#### Required work:
Scan the entries below and extract each line with the word "behaviour" in it.
Given entries: Begin
Issue #6800, opened 2023-08-13
[PubSub] CloudEvent trace* fields can't be customised when using custom CloudEvent


olitomlinson:
_This feels like a bug... ?_

Given a user specifies a custom CE envelope (`Content-Type: application/cloudevents+json`), any customised `trace*` headers in the CE envelope are ignored and overwritten by Dapr.

```
POST /v1.0/publish/redis-pubsub/orders HTTP/1.1
> Host: localhost:3501
> User-Agent: insomnia/2023.4.0
> dapr-app-id: myapp3
> Content-Type: application/cloudevents+json
> Accept: */*
> Content-Length: 317

{
     "id": "my-custom-id",
     "specversion": "my-custom-specversion",
     "type": "my-custom-type",
     "source": "my-custom-source",
     "traceid": "my-custom-traceid",
     "traceparent": "my-custom-traceparent",
     "tracestate": "my-custom-tracestate",
     "mycustomcefield": "my-custom-ce-field-value",
     "data": {
         "some": "body"
     }
}
```

**Actual behaviour**

```json
{
  "data": {
    "some": "body"
  },
  "id": "my-custom-id",
  "mycustomcefield": "my-custom-ce-field-value",
  "pubsubname": "redis-pubsub",
  "source": "my-custom-source",
  "specversion": "my-custom-specversion",
  "time": "2023-08-12T09:40:36Z",
  "topic": "orders",
  "traceid": "00-00000000000000000000000000000000-0000000000000000-00",
  "traceparent": "00-00000000000000000000000000000000-0000000000000000-00",
  "tracestate": "",
  "type": "my-custom-type"
}
```

**Expected behaviour**

```json
{
  "data": {
    "some": "body"
  },
  "id": "my-custom-id",
  "mycustomcefield": "my-custom-ce-field-value",
  "pubsubname": "redis-pubsub",
  "source": "my-custom-source",
  "specversion": "my-custom-specversion",
  "time": "2023-08-12T09:40:36Z",
  "topic": "orders",
  "traceid": "my-custom-traceid",
  "traceparent": "my-custom-traceparent",
  "tracestate": "my-custom-tracestate",
  "type": "my-custom-type"
}
```

berndverst:
This is intended behavior.

Cloudevents sent via `application/cloudevents+json` content type cannot be modified with other Dapr features, e.g. the metadata overwrite functionality. This is by design. You must provide the tracing information or other info via the cloudevent you are sending in this case.

[...]

PR #6805, opened 2023-08-14
Fix trace headers for existing cloud events

yaron2:
Closes https://github.com/dapr/dapr/issues/6800.


daixiang0:
Codes looks good, could we add tests to cover it?

ItalyPaleAle (dismissed):
LGTM but It would be nice if this code (that adds trace headers) could be moved to a function, for example in the universal package, so it’s not repeated twice (and we don’t risk it drifts in the future)

yaron2:
> LGTM but It would be nice if this code (that adds trace headers) could be moved to a function, for example in the universal package, so it’s not repeated twice (and we don’t risk it drifts in the future)

Changed, addressed two feedbacks with one commit.

ItalyPaleAle (approved):

ItalyPaleAle (approved):

artursouza (approved):

PR #6809, opened 2023-08-15
Remove preview feature flag ServiceInvocationStreaming

### LINKED ISSUE #6684: Remove feature flag `ServiceInvocationStreaming`
With #6651 the `ServiceInvocationStreaming` feature flag has been enabled by default in all builds.

If we are confident that this feature flag does not cause issues, we should remove the feature flag entirely, dropping all paths that are now-unused (and dropping the E2E test)

ItalyPaleAle:
Fixes #6684 

Flag was already "always-on" since #6651 ; this PR just removes it entirely (because it was already hardcoded as enabled, there shouldn't be any behavior change)


mukundansundar (approved):

mukundansundar:
@artursouza There seems to be flaky tests in java sdk master branch 
MethodInvokeIT
TracingIT
SdkResiliencyIT

All three seem to be flaky and the gRPC TracingIT seems to be failing most of the time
Given entries: End
#### Response box:
**Actual behaviour**
**Expected behaviour**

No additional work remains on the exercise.